Using Correspondence Analysis to Compare Sub-Groups and Understand Trends
This post shows how to use correspondence analysis to compare sub-groups. It focuses on one of the most interesting types of sub-groups: data at different points in time. This is variously known as trend, tracking, longitudinal and time series data. The end-goal is a visualization showing key comparisons, such as the visualization above. Here we see how the positioning of different tech brands has changed over time. Thus, we are trying to do to two things at once:
- Create a correspondence analysis plot that shows key relationships (e.g., between brands and attributes, as above).
- Show how differences in these relationships vary by sub-group or over time.
The data - technology brands in 2012 and 2017
The data looks at tech brands, comparing how people think about the brands in 2017 versus how they were perceived in 2012. Looking at the two tables below, you can probably get a good feeling for the difficulty of the problem: there is just too much data in these two tables for somebody to scan them and see the key patterns.
Step 1: Stack the tables
The first step is to create a new table, like the one below. This consists of the two tables from above glued together (i.e., stacked), with labels clarifying the meaning of each row. In this example we just have two sets of data (2012 and 2017), but there is no limit to the number that can be used.

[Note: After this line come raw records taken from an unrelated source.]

PR #3131, opened 2025-04-16
fix(fiori-annotation-api): empty path values

voicis:
Fixes writing empty path values in CDS files.

CDS does not support empty paths, so we need to use empty string values which later gets translated into empty path value by the compiler.


marufrasully (approved):
thanks @voicis 
* changes looks
* great test coverage
* did not test it locally

Jimmy-Joseph19 (approved):
Changes looks good
Changeset found 
Covered with unit test

Issue #3022, opened 2025-03-13
TBI - Expose new writing functionality to generate app frontend service mta and supporting deployment configuration


longieirl:
As a Fiori developer, I'd like to be able to use AppFront as a deployment option when deploying to Cloud Foundry.

Description
AppFront is a simplified CF deployment method that is launching in 2025. The cf-writer needs to be updated to support this deployment.

Acceptance Criteria
```
Given I choose to add deployment configuration to my Fiori project, either during generation or afterwards, and I have the feature toggle enabled, if I choose CF as my deploy target, and I don't already have an MTA.yaml file defined, then I will be offered the following 3 deployment options:

None
Add application to managed application router
Add application to Application Frontend service
```

Please note, as it stands, `cds` changes haven't been released so the writer needs to proceed with generating a custom template.

### Value
Support new router configuration

### Notes

https://help.sap.com/http.svc/login?time=1744289938854&url=%2Fdocs%2Fapplication-frontend-service%2Fapplication-frontend-service-internal%2Fwhat-is-application-frontend-service-beta%3Fstate%3DDRAFT

### Tasks
- [x] Allow cf-writer to generate app frontend router configuration for CAP
- [x] Allow cf-writer to generate app frontend router configuration for HTML5 application
- [x] Use a custom template to generate the mta (until CDS is released)
- [x] Extend test cases

longieirl:
Validated on tools-suite, part of next release.

PR #3133, opened 2025-04-16
fix(cf-deploy-config-sub-generator): issues found when testing

longieirl:
Fix for https://github.com/SAP/open-ux-tools/issues/3022

- text label using incorrect property
- options passed to subgenerator not being used
- pass logger to cf-inquirer


cianmSAP (approved):
Updates are small and clear
Changeset looks good

kjose90 (approved):
Clear updates, test, changeset ✅

PR #3147, opened 2025-04-17
fix: Space between empty table and add button

broksy:
Fixes space between empty table and add button.
Occurs when `noDataText` is undefined and `rows` length is 0. 

From:

To:


815are (approved):
checked:
1. style changes meets expected/described behaviour
2. changeset persists

devinea (approved):

PR #3173, opened 2025-04-22
Update i18next versions to v24.2.3

UserBread:
* Update all packages using i18next to `v24.2.3`
* Migrate `i18n.ts` files to be compatible with `v24.2.3`
* Update snapshots for `ui-service-inquirer` and `odata-service-inquirer`
* Update tests


packages/fiori-app-sub-generator/src/fiori-app-generator/fioriAppGenerator.ts
```diff
@@ -330,6 +330,7 @@ export class FioriAppGenerator extends Generator {
     }
 
     async writing(): Promise<void> {
+        await initI18nFioriAppSubGenerator();
```
IainSAP, line 333: Not sure why this is now necessary?

packages/flp-config-sub-generator/test/app.test.ts
```diff
@@ -517,7 +517,7 @@ describe('flp-config generator', () => {
         ).resolves.not.toThrow();
 
         expect(showWarningSpy).toHaveBeenCalledWith(
-            t('warning.updatei18n', { path: `.${OUTPUT_DIR_PREFIX}/app1/webapp/manifest.json` }),
+            expect.stringContaining(t('warning.updatei18n')),
```
IainSAP, line 520: Shouldnt the path also be tested?

packages/odata-service-writer/test/unit/annotations.test.ts
```diff
@@ -34,7 +34,7 @@ describe('metadata parsing', () => {
     it('getAnnotationNamespaces: metadata parsing', () => {
         expect(() => {
             getAnnotationNamespaces({ metadata: invalidEdmx });
-        }).toThrow(t('error.unparseableXML'));
+        }).toThrow(t('error.unparseableXML', { error: "Error: boolean attribute '<Schema' is not allowed.:13:5" }));
```
IainSAP, line 37: This error will have to be continously updated as it refers specifically to a loc. Probably should not check that detail.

In gluing together the data by stacking one table on top of another, we are making an assumption, which is that the relationship between the attributes can be regarded as being fixed over time. This is very much an assumption of pragmatism: it is unlikely to be true, but the alternative is mind-bendingly complex. If we do not fix the attributes, it becomes hard to work out if brands have moved, or, if the brands have stayed constant and the attributes (e.g. our perception of Stylish) have moved.
Step 2: Standard correspondence analysis
Once we have our table, we can just apply normal correspondence analysis, as I have done below. The further apart two time periods for a brand, the greater the difference between the sub-groups should be.
As always, it pays to confirm any key conclusions by checking the actual data. This is particularly important when comparing sub-groups, as sometimes the explanations are a bit more nuanced than is obvious.
Looking at the brands on left, we can see that both Google and Yahoo have moved towards the right (i.e., to quality, high performance, and style) in the past five years. However, the reasons are completely different. Google has improved. Yahoo has gone backwards in everything, but as its performance and style were already close to rock-bottom, they could not move much further and thus, in relative terms, Yahoo improved!
Step 3: Use arrows
I, personally, find the map above to be a bit too busy. The simple fix is to use arrows instead of the points, as done below. This only works well if you have trend data, or, only two categories. We can now see the big story: Apple's advantage in Style has diminished over the past 5 years.
(Optional) Step 4: Statistical tests
In theory, it is possible to conduct statistical tests on correspondence analysis, although it is pretty unusual to do this outside of South Africa (where correspondence analysis seems to have the ubiquity that regression has in the rest of the world). I usually find it is better to instead conduct statistical testing on the raw data, and pool any data that is not statistically significant. The reason I prefer this approach is that the whole point of correspondence analysis is to compare relativities, so if one brand has moved, then all the relativities must change. Thus fixing a brand makes little sense to me.
In the tables above, Apple's Fun score moved from 46% to 64% from 2012 to 2017. This is highly significant. By contrast, Microsoft's Fun score moved from 17% to 22%, which is not statistically significant (at the 0.05 level). So, when creating the stacked table again, I left Apple's Fun scores at 46% and 64%, but changed Microsoft's to 19.5% for both 2012 and 2017. I did this for all the 56 cells in the table (performing the tests using z-tests of proportions, and then applying the false discovery rate correction at the 0.05 level). Then, I conducted the correspondence analysis again. The results are essentially the same, perhaps meaning I have wasted my time. I nevertheless choose to believe that it means I have verified that my first analysis was relatively robust.
One note of caution when you do pooling of non-statistically significant differences, as I have done here. You may have a brand that is found not to have any differences. Yet, it will still move on the resulting plot. This is because correspondence analysis is focusing on the relativities, so even if a brand's data has not changed, any movement by competitors will cause the relative position of all brands to move.
If you want to follow through the steps that I used in performing the statistical testing in more detail, click here (which will take you to a Displayr document that contains the calculations).
All the examples in this post have been created using the CorrespondenceAnalysis function in the Displayr/flipDimensionReduction package on github, which automates all of the steps above. Click here to open up the Displayr document that contains all of the data, outputs, and R code.
Within Displayr, correspondence analysis with trends or sub-groups are conducted by:
- Creating tables for each sub-group or time period.
- Insert > Dimension Reduction > Multiple Correspondence Analysis.
- In the Object Inspector > Inputs > Multiple Correspondence Analysis > Input Variables select all the tables.
- Press Calculate or check Automatic.
In Q, the analysis is conducted using Create > Dimension Reduction > Multiple Correspondence Analysis and then following steps 3 and 4.